Elements Exception : Property SourceXtractor::FlexibleModelFitting [ 0 ] not found!

astrorama / SourceXtractorPlusPlus

SourceXtractor++, the next generation SExtractor

https://astrorama.github.io/SourceXtractorPlusPlus/

GNU Lesser General Public License v3.0

72 stars 9 forks source link

Elements Exception : Property SourceXtractor::FlexibleModelFitting [ 0 ] not found! #369

Closed mkuemmel closed 3 years ago

mkuemmel commented 3 years ago

Running Disk+Sersic fitting on the entire 19x19k Euclid dataset I get this error below (crash1.txt). First I thought its kind of a glitch in the OS or the file systyem. But its resproducible (-->crash2.txt) crash1.txt crash2.txt

At that point of the processing, after 24h, the output table contains 24k extractions with FlexibleModelFitting , so I don't really understand.

ayllon commented 3 years ago

That stack trace is weird. I do not think it makes sense to have that exception coming from saveTile The fact that there is a shared_ptr destructor on the stack trace makes me think there is a race condition here with the check images, similar to the one we had already fixed when reading.

WriteableBufferedImage still has the m_current_tile that was problematic.

ayllon commented 3 years ago

Nervermind, it is protected by a mutex. Odd...

mkuemmel commented 3 years ago

From the timestamps I see that it was updating/creating some model check images when that happened. So that's likely where it came from.

Initially I though it's a hickup, also sicne it happened after about 24h.

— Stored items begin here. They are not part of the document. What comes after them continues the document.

PR #130, opened 2017-04-14
Async paging for objects associated with Properties

### LINKED ISSUE #42: Create paging for objects associated with Properties

LKWLaLa:
closes #42 

## Changes ##

 - This includes front end changes referenced in PR #122 
In addition:
- Implementation of back end pagination, with separate endpoints for each model
- Addition of meta data to all back end paginated endpoints / JSON responses
- Addition of separate API calls to each model associated with a Property.  This is implemented in `property.controller.js` and `property.service.js`
- Tables on front end now fetch data asynchonously
- Small changes to display order of data

## Notes ##

- Back end pagination via will_paginate gem (already installed by Chris)
- Front end pagination via [angularUtils](https://github.com/michaelbromley/angularUtils/tree/master/src/directives/pagination#working-with-asynchronous-data)


angular-rails-app/app/assets/javascripts/property/property.controller.js
```diff
@@ -8,5 +8,98 @@ PropertyController.$inject = ['PropertyService','property'];
...
   var vm = this;  
   vm.data = property.data;
+  vm.itemsPerPage = 10;
+
+  vm.hpdViolations =[];
+  vm.hpdComplaints =[];
+  vm.dobPermits =[];
+  vm.dobViolations =[];
+  vm.litigations =[];
+  vm.complaint311s =[];
```
rdlester: Nit: Seems like it'd be useful to initialize the counts and page numbers as well. Relatedly, you might be able to cut down on some duplication by making a PagedData struct, containing the data (an array), the total count, and the current page number.

angular-rails-app/app/assets/javascripts/property/property.controller.js
```diff
@@ -8,5 +8,98 @@ PropertyController.$inject = ['PropertyService','property'];
...
+
+  vm.hpdViolationsPageChanged = function(newPage) {
+    getHpdViolations(newPage);
+  };
```
rdlester: Nit: Why is there indirection here? Eg. why is there both `vm.hpdViolationsPageChanged` and `getHpdViolations` as opposed to just `vm.getHpdViolations`? It's been a while since I've really done Javascript, so maybe there's some wacky JS thing I'm missing.

If you need to keep both, you can shorten these particular lines to:
`vm.hpdViolationsPageChanged = getHpdViolations;`
That goes for all of these.

angular-rails-app/app/assets/javascripts/property/property.controller.js
```diff
@@ -8,5 +8,98 @@ PropertyController.$inject = ['PropertyService','property'];
 function PropertyController(PropertyService, property) {
   var vm = this;  
   vm.data = property.data;
+  vm.itemsPerPage = 10;
```
rdlester: Super nit: maybe worth renaming vm.data to vm.property to keep things clear? Unless `.data` is something special in Angular.

angular-rails-app/app/assets/javascripts/property/property.controller.js
```diff
@@ -8,5 +8,98 @@ PropertyController.$inject = ['PropertyService','property'];
...
+      vm.complaint311sPage = result.data.meta.current_page
+      });
+    } 
+
+    getComplaint311s(1)
+    getDobPermits(1)
+    getDobViolations(1)
+    getHpdComplaints(1)
+    getHpdViolations(1)
+    getLitigations(1)
```
rdlester: Nit: took me a while to figure out what was going on here (initialization of each dataset to the first page), please add a comment.

angular-rails-app/app/controllers/dob_permits_controller.rb
```diff
@@ -0,0 +1,12 @@
+class DobPermitsController < ApplicationController
+
+  def index 
+    if params[:property_id]
+      @dob_permits = DobPermit.where(
```
rdlester, line 5: Can we simplify things here? The only thing that changes in all of these Controllers is the class name (or at least I think that's a class). I'm not really familiar with Ruby, but I believe you can pass classes around like any other values or objects. I suggest making one controller superclass (PropertyRelatedDataController or something) for all these endpoints, with an unimplemented method for obtaining the Model class to call methods on; subclasses then only need to override that method and return the corresponding class.

I used a similar trick in Python in my current Luigi PR (in luigi_master.py, passing around Python modules).

angular-rails-app/app/controllers/complaint311s_controller.rb
```diff
@@ -0,0 +1,12 @@
+class Complaint311sController < ApplicationController
+
+  def index 
+    if params[:property_id]
+      @complaint311s = Complaint311.where(
+        :property_id => params[:property_id]).paginate(:page => params[:page])
+    end
+    @complaint311s ||= Complaint311.paginate(:page => params[:page])
+    render json: @complaint311s, adapter: :json, 
+    meta: meta_attributes(@complaint311s), status: 200
```
rdlester: Super nit: if a single statement continues across multiple lines, please indent the following lines at least one indent, preferably two. Took me a while to figure out that `render json: ...` and `meta: meta_attributes(...` were a command (`meta:` being an argument to `render`), indentation would make that immediately obvious.

angular-rails-app/app/assets/javascripts/property/property.service.js
```diff
@@ -9,6 +9,30 @@ angular
...
+    return $http.get(API_URL + '/hpd_complaints?' + 'property_id=' + id + '&page=' + pageNumber)
+  }
+
+  this.getHpdViolations = function (id, pageNumber){
+    return $http.get(API_URL + '/hpd_violations?' + 'property_id=' + id + '&page=' + pageNumber)
+  }
+
+  this.getLitigations = function (id, pageNumber){
+    return $http.get(API_URL + '/litigations?' + 'property_id=' + id + '&page=' + pageNumber)
+  }
```
rdlester: Super nit: you could condense this a little by parameterizing the endpoint name (eg. `function(endpoint, id, pageNumber)`), then having the user-facing functions simply call that method (so getHpdComplaints would become just `return getRelatedData('hpd_complaints', id, pageNumber)`.

angular-rails-app/app/assets/javascripts/property/property.html
```diff
@@ -131,6 +134,15 @@ <h4 class="table-title">Open HPD Violations</h4>
...
             </table>
+            <div class="text-center">
+                <dir-pagination-controls
+                pagination-id="hpd_violations"
+                on-page-change="vm.hpdViolationsPageChanged(newPageNumber)"
+                max-size="10"
+                direction-links="true"
+                boundary-links="true" >
+              </dir-pagination-controls>
+            </div>
```
rdlester, line 145: There's a lot of repetition here: let's make a "paged property related data" component and reuse it. I think you can inject the specific bindings (td elements) via "transclusion". The other parameters can just be provided via the isolate scope.

rdlester (changes requested):
Hey, looks great! The logic is definitely correct. My comments are all pretty much on style - there's a bunch of places where you could extract helpers or components, which would really simplify things and cut out a lot of repetition. I think this is a good thing to do and would simplify any future changes, but don't feel obligated if you don't think you have time. And, of course, feel free to disagree.

angular-rails-app/app/assets/javascripts/property/property.controller.js
```diff
@@ -8,5 +8,98 @@ PropertyController.$inject = ['PropertyService','property'];
...
+    }
+
+    function getComplaint311s(pageNumber) {
+    return PropertyService.getComplaint311s(vm.data.id, pageNumber)    
+    .then(function(result) {
+      vm.complaint311s = result.data.complaint311s;
+      vm.totalComplaint311s = result.data.meta.total_count
+      vm.complaint311sPage = result.data.meta.current_page
+      });
+    }
```
chrishenry: There seems to be a ton of code duplication here. Is there any reason you couldn't pass in the type of data you're working with, and make a single generic function? Asked another way, is there any difference in the way 311s, Litigations, etc behave?

angular-rails-app/app/assets/javascripts/property/property.service.js
chrishenry: Yep, I agree with this, and it's a bit more than a nit. The more times the code is duplicated, the more likely there is to be a copy-paste error. 

The sense I'm getting is that all these related data types should more or less work the same way. If we want to improve of change functionality across all these types later, we have to do it in {# types} places. Unless there's a strong intention that I don't know about for these types to act differently, I think we should combine the code.

chrishenry (changes requested):
Overall, looks pretty good. I do think we should refactor to fix the code duplication, tho.

Did we already have tests for these behaviours? I don't see any new or changed tests.

angular-rails-app/app/controllers/dob_permits_controller.rb
LKWLaLa: Will definitely keep this in mind!  I think I'm going to leave this particular one as is for the moment, as I anticipate these action blocks will actually be different.  I would like to add some `group by` and `order by` to the queries, which will be different for each Model (or may not get added at all for some Models). However, since many of the tables are missing data, I waited on that part.

angular-rails-app/app/assets/javascripts/property/property.html
LKWLaLa: I'm going to extract this one into another issue, but I will work on it!

LKWLaLa:
@rdlester @chrishenry  Thanks so much for the great feedback!  I've tried to DRY things up a bit, if you'd like to take another look, and I think I addressed most of the comments.  I have not added tests for this (I know we need them), but that is my next major task, I promise.  Essentially I need to write tests for the whole app.  Obviously the late timing of this is not ideal, but I'm new at testing, so it is a learning process for me.  :)  I will also try to extract some of the html into components, as you suggested, Ryan, but I think I'm going to make that into a separate issue for myself.

In light of the above, ready for review again.
Thanks!!

angular-rails-app/app/assets/javascripts/property/property.controller.js
```diff
@@ -7,6 +7,41 @@ PropertyController.$inject = ['PropertyService','property'];
...
+    'hpdViolations' : new Table("hpd_violations"),
+    'litigations' : new Table("litigations")
+  }
+
+  function Table(urlResource) {
+    this.data = [];
+    this.urlResource = urlResource;
+    this.total = undefined;
+    this.page = 1;
+  }
```
rdlester, line 27: Nit: `Table` can be at the top level, instead of buried inside the PropertyController constructor.

angular-rails-app/app/assets/javascripts/property/property.controller.js
```diff
@@ -7,6 +7,41 @@ PropertyController.$inject = ['PropertyService','property'];
...
+
+  vm.getTableInfo = function(pageNumber, tableName) {
+    return PropertyService.getTableInfo(vm.property.id, pageNumber, vm.tables[tableName]['urlResource'])    
+    .then(function(result) {
+      var underscoreName = vm.tables[tableName]['urlResource']; //need for Rails endpoints
+      vm.tables[tableName]['data'] = result.data[underscoreName]; 
+      vm.tables[tableName]['total'] = result.data.meta.total_count
+      vm.tables[tableName]['page'] = result.data.meta.current_page
+    });
```
rdlester, line 36: Define this on the PropertyController prototype, outside of the constructor.

angular-rails-app/app/assets/javascripts/property/property.controller.js
```diff
@@ -7,6 +7,41 @@ PropertyController.$inject = ['PropertyService','property'];
...
+  }
+
+  function initializeTables(){
+    Object.keys(vm.tables).forEach(function (tableName) {
+      vm.getTableInfo(1, tableName)
+    });
+  }
+
+  initializeTables()
```
rdlester, line 45: `initializeTables` doesn't really need to be its own function; just run the `foreach` directly and comment on the prior line. Readability should also be improved by moving Table and getTableInfo defs out of the constructor.

angular-rails-app/app/assets/javascripts/property/property.html
rdlester: Please do, it would really clean the templates up.

angular-rails-app/app/controllers/dob_permits_controller.rb
rdlester: Well, in theory, even with `group / order by` commands, the structure of the code would still remain the same. You'd just need to inject the particular symbols corresponding to the columns you wish to group or order by along with the model class (and maybe skip group or order if no symbols are provided).

rdlester (commented):
Definitely an improvement, thanks. I still have a few minor comments, though.

angular-rails-app/app/assets/javascripts/property/property.html
chrishenry: Ya, definitely agree with the refactor.

One other thing you could do to make the templates cleaner would be to run the HTML through a beautifier. [A quick google turns up a bunch of different tools.](https://www.google.com/webhp?sourceid=chrome-instant&rlz=1C5CHFA_enUS503US504&ion=1&espv=2&ie=UTF-8#q=html+beautifier)

angular-rails-app/app/assets/javascripts/property/property.controller.js
chrishenry, line 36: Nice, I think this is much cleaner.

chrishenry (approved):
Nice. If you haven't, please make an issue to add tests for this.

LKWLaLa:
@chrishenry @rdlester  Thanks!  I should have time to get back to this again over the weekend.

angular-rails-app/app/assets/javascripts/property/property.html
LKWLaLa: Thanks for the suggestions!  I've made a new issue for the refactor.

angular-rails-app/app/assets/javascripts/property/property.controller.js
LKWLaLa: Thanks!  Yes, there is already an issue regarding testing.  That is the next task on my list, as it is long overdue.

LKWLaLa:
@rdlester I'm not sure I understand the javascript / Angular changes you are suggesting.  Can you show me what you mean?

rdlester (approved):

rdlester:
I guess let's merge this in and I'll open up a follow-up PR.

Note that I locally merged feature/inplace_dft into develop to have the smallest RAM footprint. But that should not be important here.

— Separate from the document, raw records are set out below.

PR #132, opened 2017-04-16
fix import script permissions

rdlester:
Had to update my git config to allow git to let me change file permissions stored in the repo.


chrishenry:
👍

PR #133, opened 2017-04-17
Infrastructure

chrishenry:
# Changelog

### New

* Initial commit of infrastructure. [Chris Henry]

* Initial commit of infra. [Chris Henry]

### Changes

* Remove mysql port from docker-compose. [Chris Henry]

* Run the web app on port 80 instead of 3000. [Chris Henry]

* Remove hardcoded domain and port from JS files. [Chris Henry]

* Rename google api key for more clarity. [Chris Henry]

### Fix

* Use correct docker file for luigi workers. [Chris Henry]


README.md
```diff
@@ -17,12 +17,12 @@ Before using any of our Docker images, you'll need to create a .env file. The re
 
 `docker-compose up` will build and install our images, and launch them in containers.  These images are:
 
-* db: The MySQL database storing NYC city data both in semi-raw form and joined into a model for the Rails website. The database can be examined with `docker exec deltanycheatseek_db_1 mysql -u <user from .env> -p <password from .env>`. Local clients can connect at 127.0.0.1:3306 ([localhost will not work](http://stackoverflow.com/a/32361238/103315)).
+* db: The MySQL database storing NYC city data both in semi-raw form and joined into a model for the Rails website. The database can be examined with `docker exec deltanycheatseek_db_1 mysql -u <user from .env> -p <password from .env>`.
```
chrishenry, line 20: Note: I removed the mysql port so it wouldn't be exposed when running in production. It does remove a potential way to access the DB locally, but I don't think too many people were connecting that way.

README.md
```diff
@@ -17,12 +17,12 @@ Before using any of our Docker images, you'll need to create a .env file. The re
...
 * luigi-import-worker: Runs all import scripts. Will skip imports already run using this image. Imports can be run in parallel using standard docker methods like `docker-compose scale` (eg. `docker-compose scale luigi-import-worker=4`).
 * nb: Installs Python and starts a Jupyter notebook at [localhost:8888](http://localhost:8888).
-* web: Installs Ruby on Rails and starts a server at [localhost:3000](http://localhost:3000). Like the data-import scripts, you can conect to a running instance with `docker exec -it deltanycheattseek_web_1 /bin/bash` to run rake tasks. To view a demo of the tool, connect to the instance, then run `rake db:setup`. In the demo, fake data will be provided for "10 West 109th Street".
+* web: Installs Ruby on Rails and starts a server at [localhost](http://localhost). Like the data-import scripts, you can conect to a running instance with `docker exec -it deltanycheattseek_web_1 /bin/bash` to run rake tasks. To view a demo of the tool, connect to the instance, then run `rake db:setup`. In the demo, fake data will be provided for "10 West 109th Street".
```
chrishenry, line 25: NOTE: I changed the web port to 80.

angular-rails-app/app/assets/javascripts/home/home.service.js
```diff
@@ -1,4 +1,4 @@
-var API_URL ='http://localhost:3000'
+var API_URL =''
```
chrishenry, line 1: Note: I was a bit conflicted about removing this, but defaulting it to an empty string ensured we used a relative URL that would work in all environments.

We should, however, ensure this is declared only __once__ in the code. Having it in multiple places is a surefire way to ensure there's a bug introduced.

infra/README.md
```diff
@@ -0,0 +1,55 @@
...
+
+### Google Maps API Key.
+
+The key in use was generated from Chris Henry's Google API Console, but any key
+with Google Maps permissions can be used.
+
+# Setup steps
+
+We should be using luigid, but I can't quite figure out what it's supposed to be
+doing.
```
rdlester, line 34: luigid is a server that handles scheduling and only scheduling. It doesn't know anything about possible tasks.

When a worker starts, it (not the server) pulls a task, computes the dependencies, and checks which are completed. It then submits all incomplete tasks to the scheduler, which then dictates to the worker which task to run.

So, luigi-import-worker is the image that does the actual import work and is the one that needs to be run; luigid is just a server that can orchestrate multiple workers running simultaneously. One potential gotcha is that docker-compose scale doesn't appear to start dependencies of the scaling service (?). I had to `docker-compose up luigid` prior to `docker-compose scale luigi-import-worker=x`. I'd guess the reason is that the scaling of one worker type shouldn't affect the scaling of the others and hence won't even check if the others have workers running at all.

infra/main.tf
```diff
@@ -0,0 +1,16 @@
+provider "digitalocean" {
+  # You need to set this in your .bashrc
+  # export DIGITALOCEAN_TOKEN="Your API TOKEN"
+  #
+}
+
+resource "digitalocean_droplet" "delta_droplet" {
+  ssh_keys           = [8187378]
```
rdlester: Without knowing anything about tf, this seems like something that maybe shouldn't be here?

infra/main.tf
```diff
@@ -0,0 +1,16 @@
...
+  image              = "ubuntu-16-10-x64"
```
rdlester: Maybe it'd be better to stick with an LTS Ubuntu version (16.04)?

infra/terraform.tfstate
```diff
@@ -0,0 +1,48 @@
...
...pt-transport-https\n  - ca-certificates\n  - curl\n\nruncmd:\n  # Install docker-ce\n  - curl -fsSL https://download.docker.com/linux/ubuntu/gpg | sudo apt-key add -\n  - sudo add-apt-repository \"deb [arch=amd64] https://download.docker.com/linux/ubuntu $(lsb_release -cs) stable\"\n  - sudo apt-get update \u0026\u0026 apt-get install -y docker-ce\n  - sudo curl -o /usr/local/bin/docker-compose -L \"https://github.com/docker/compose/releases/download/1.11.2/docker-compose-$(uname -s)-$(uname -m)\"\n  - sudo chmod +x /usr/local/bin/docker-compose\n\n  # Install the DO monitoring agent\n  - curl -sSL https://agent.digitalocean.com/install.sh | sh\n\n\n  # Get the app up and running\n  - [mkdir, -p, /opt/apps/deltanyc-heatseek]\n  - git clone https://github.com/chrishenry/deltanyc-heatseek /opt/apps/deltanyc-heatseek\n  - cp /opt/apps/deltanyc-heatseek/.env.example /opt/apps/deltanyc-heatseek/.env\n  - cd /opt/apps/deltanyc-heatseek \u0026\u0026 git checkout infra\n  - cd /opt/apps/deltanyc-heatseek \u0026\u0026 docker-compose up -d\n  - cd /opt/apps/deltanyc-heatseek \u0026\u0026 docker-compose exec nb \"for f in `ls | grep import | grep .py | grep -v pyc`; do python $f; done\"\n\n",
```
rdlester, line 35: Is this setting a bash script to run on the droplet via user_data? This seems kinda wacky. Is it at least possible to add \ns?

chrishenry: Ah, so this isn't the actual file, but a file terraform uses to [manage state](https://www.terraform.io/docs/state/). The actual readable, editable user-data file is at https://github.com/chrishenry/deltanyc-heatseek/pull/133/files#diff-3a719607b63443e4bc05ab2b17c50ee2

infra/main.tf
chrishenry: This _should_ be ok. Briefly, it's the ID of the public key I generated, stored in DO, and will be provisioned in the default account of the image.

However, it's pretty unclear, so I'll def add a comment.

infra/main.tf
chrishenry: I don't see too much benefit there. I'd rather be on a newer version of the OS (which will hopefully ship with newer versions of Docker, etc). Since part of our deploy strategy will be to wholesale replace the server, there shouldn't be too much of a challenge in changing out the image to a newer one.

infra/README.md
chrishenry: Ahh, got it. that's super helpful. So with the workers, do they execute a set number of jobs and then exit? I observed the one worker do a few jobs, and then exit with code 137 (?).

Next round, I'll definitely play around with using luigi to totally automate the process.

rdlester: Not sure why there'd be a 137 exit code - they should exit successfully. My guess is there's an error of some sorts in one of the tasks? Each worker should log the general status of tasks, plus logs from the task (the import script) itself; if these aren't logging to stdout, they can be examined with `docker-compose logs luigi-import-worker` + grepping for the particular worker in question. Luigid also doubles as a web server; accessing it in a web browser shows a page with the status of all tasks. It can save a complete history of executed tasks, but that requires some extra setup I haven't finished yet.

While it may be possible to specify multiple tasks for a worker, our setup runs the worker with a single task. That task, however, is simply a `WrapperTask` that lists all the import scripts as deps. (This is ImportAll in luigi_master) As mentioned, the worker will start up, list out all the imports and check if they've been completed. Luigi then submits the list of tasks to the scheduler, which will send back a task if one exists that is not already in progress. Once the worker finishes (with either success or failure), it tells the scheduler the result and gets a new task (if one exists that is not already in progress).
This means that if you're running multiple workers, the exact number of tasks each worker will run is not set in stone, and will depend on timing. Of course, if you run a single worker, the number of tasks that worker is determined, since that worker has to do all the work.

Another indication that there is still a problem (race condition, file access) is I had another crash without stacktrace yesterday when starting a Disk+Bulge run. It happened much earlier about when starting the first measurement.

ayllon commented 3 years ago

Tsan does not report any race condition that could trigger this. It says something about openblas and dlevmar_dif, but that's probably a false positive/

mkuemmel commented 3 years ago

Over night the Disk+Bulge processing finished also with a crash and the same error line. Also here the last thing it did or wanted to do was updating a model image. crash3.txt

mkuemmel commented 3 years ago

What about taking the error message at face value, in the sense that a model image is updated and for at least one source the property FlexibleModelFitting with the model parameters 'got lost'?

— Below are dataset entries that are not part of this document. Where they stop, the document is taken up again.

PR #140, opened 2017-04-18
Db connector fixes

### LINKED ISSUE #131: Many rails tables have empty columns
If you navigate to a property show page in the web app and QA the user interface by clicking to view the tables, you will notice there are many blank columns.  When PR #130 is merged, you will have access to the table endpoints to look at this, but for now the quickest way to see this is to run the app at `localhost:3000` and view a property.  You could try 1749 Grand Concourse, Bronx for starters.

Many tables have blank columns, but for example, here is DOB Permits:
image

rdlester:
Fixes #131 (????)

There are still a few empty columns in r_hpd_complaints; filling these in is a larger task involving joining the complaints and complaints_problems tables. I've opened a separate issue for that.

### DIFF
--- a/angular-rails-app/db/schema.rb
+++ b/angular-rails-app/db/schema.rb
@@ -43,7 +43,7 @@ ActiveRecord::Schema.define(version: 20170225185334) do
     t.datetime "job_start_date"
     t.string   "job_type",        limit: 255
     t.string   "job_num",         limit: 255
-    t.string   "filling_status",  limit: 255
+    t.string   "filing_status",  limit: 255
     t.string   "permit_type",     limit: 255
     t.string   "bldg_type",       limit: 255
   end
--- a/angular-rails-app/lib/tasks/db_connector.rake
+++ b/angular-rails-app/lib/tasks/db_connector.rake
@@ -319,7 +319,7 @@ namespace :db_connector do
 
     puts "Adding indexes..."
     indexes = [
-      ["dob_violations", "violation_type"]
+      ["dob_violations", "violation_type_code"]
     ]
     add_indexes(indexes)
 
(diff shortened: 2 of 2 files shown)


angular-rails-app/db/schema.rb
```diff
@@ -43,7 +43,7 @@
     t.datetime "job_start_date"
     t.string   "job_type",        limit: 255
     t.string   "job_num",         limit: 255
-    t.string   "filling_status",  limit: 255
+    t.string   "filing_status",  limit: 255
```
chrishenry, line 46: So that's why that looked so weird. 😉

angular-rails-app/lib/tasks/db_connector.rake
```diff
@@ -322,25 +324,25 @@ namespace :db_connector do
...
+      "LL6291", # -LOCAL LAW 62/91 - BOILERS",
+      "C", # -CONSTRUCTION",
+      "B", # -BOILER",
     ]
 
     in_list =  "\"" + v_types.join("\", \"") + "\""
 
     puts "Pulling dob violations..."
-    sql = "SELECT * FROM dob_violations WHERE violation_type IN (#{in_list})"
+    sql = "SELECT * FROM dob_violations WHERE violation_type_code IN (#{in_list})"
```
chrishenry, line 345: Nice, this'll probably perform better. You should change the `add_indexes` params above to match this column.

chrishenry (changes requested):

angular-rails-app/lib/tasks/db_connector.rake
rdlester: Done.

rdlester: Done.

chrishenry: sweet. 👍

chrishenry (approved):

PR #142, opened 2017-04-19
Fill hpd_type from registration_contacts.type

rdlester:


rdlester:
Not to be a jerk but I'm not even going to bother with review for something this simple.

rdlester:
This was for #131

PR #144, opened 2017-04-21
Fix Rails DB Schema & Migrations

rdlester:
- Most important: remove useless columns (dob_permits.bin, borough, block, lot - all info is contained in linked Properties table).
- Add bbl to Properties table.
- Condense migrations into single file using [squasher](https://github.com/jalkoby/squasher). Maybe a little controversial, but we don't really need the old migrations as none of them were launched to prod.
- Ensure Migrations match schema.rb (dob_permits.work_type was present in schema.rb but not in the migrations).
- Remove Lindsey's old schema and migrations. `rake db:migrate` seemed to pick them up in addition to Chris' migrations, resulting in a whole bunch of junk getting added to the db and schema.rb.
- Produce a new schema.rb by running the migration.
- Ignore sqlite3 files (ie. the rails test db).
- Limit progress logging / stdout flushing to very slightly optimize db_connector scripts.


LKWLaLa:
@rdlester  The condensed migrations are fine with me, if you have confirmed that this does not break anything.  (It would be useful right now to have more tests...)  Due to the removal and recreation of the whole schema, it is difficult to see which column names you have corrected or removed altogether, though.  Would you mind adding that info to your changelog above for reference?  Thanks so much for tackling this!

rdlester:
@LKWLaLa You can see the removed columns in the diff for schema.rb. Only thing that changed is dob_permits.

I actually caught one erroneously removed column that was added directly to the old schema.rb but not the (new) migrations - dob_permits.work_type. This has been fixed.

I double-checked dob_permits - seems to work fine.

LKWLaLa (approved):
ok!

chrishenry:
👍 

Also, I checked this branch out and ran `db:migrate`, so I'm pretty confident these changes should be fine.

Why that should happen I can only speculate, maybe the object was already written to the output or there is a memory issue?

ayllon commented 3 years ago

In the past I have seen glitches where computing a property would fail, and the program get "confused" and not being able to tell apart failures from a property not being found, indeed. What confuses me is the back trace. That exception can not be thrown from there.

mkuemmel commented 3 years ago

Without checkimages the Disk+Sersic fitting run is over the hump and already at 87% finished! Then we also get a complete diagram on the RAM usage.

Afterwards I'll then do a run Disk+Bulge.

mkuemmel commented 3 years ago

The Disk+Bulge run is over the hump as well and has finished to 75% after 2.5 days. Tomorrow morning it should be finished and we can compare the RAM consumption and so on for the two big runs.

mkuemmel commented 3 years ago

The Disk+Bulge run is chewing on the last object alone since about 12h. no idea since when it is already in the pool and when it is going to finish...

mkuemmel commented 3 years ago

Disk+Bulge did not finish clean, I had to break before finishing the last object.

But also there without the checkimages there isn't this problem.

mkuemmel commented 3 years ago

Pushed the tarball problem369.tgz with all necessary files to irods.

mkuemmel commented 3 years ago

Interestingly #381 seems to solve this issue. It ran through. All the model and residual images do exist.

Halfway through the run I started monitoring the RAM consumption, which looks this way: some_run

The entire run took ~49 hours, this means the monitoring is missing the first 27h.

mkuemmel commented 3 years ago

It did run through, so I'll be closing this one.